PR #332, opened 2022-07-01
Set seed when generating rset_subclasses

### LINKED ISSUE #331: `group_bootstraps()` sometimes errors with 0 rows in `compat-vctrs-helpers.R`
See here for an example where this is failing:
https://github.com/tidymodels/rsample/runs/7155341170?check_suite_focus=true#step:6:134

mikemahoney218:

^^^^

TASK TO COMPLETE: All the data must be duplicated exactly, with nothing added or removed.

TASK RESPONSE:
PR #332, opened 2022-07-01
Set seed when generating rset_subclasses

### LINKED ISSUE #331: `group_bootstraps()` sometimes errors with 0 rows in `compat-vctrs-helpers.R`
See here for an example where this is failing:
https://github.com/tidymodels/rsample/runs/7155341170?check_suite_focus=true#step:6:134

mikemahoney218:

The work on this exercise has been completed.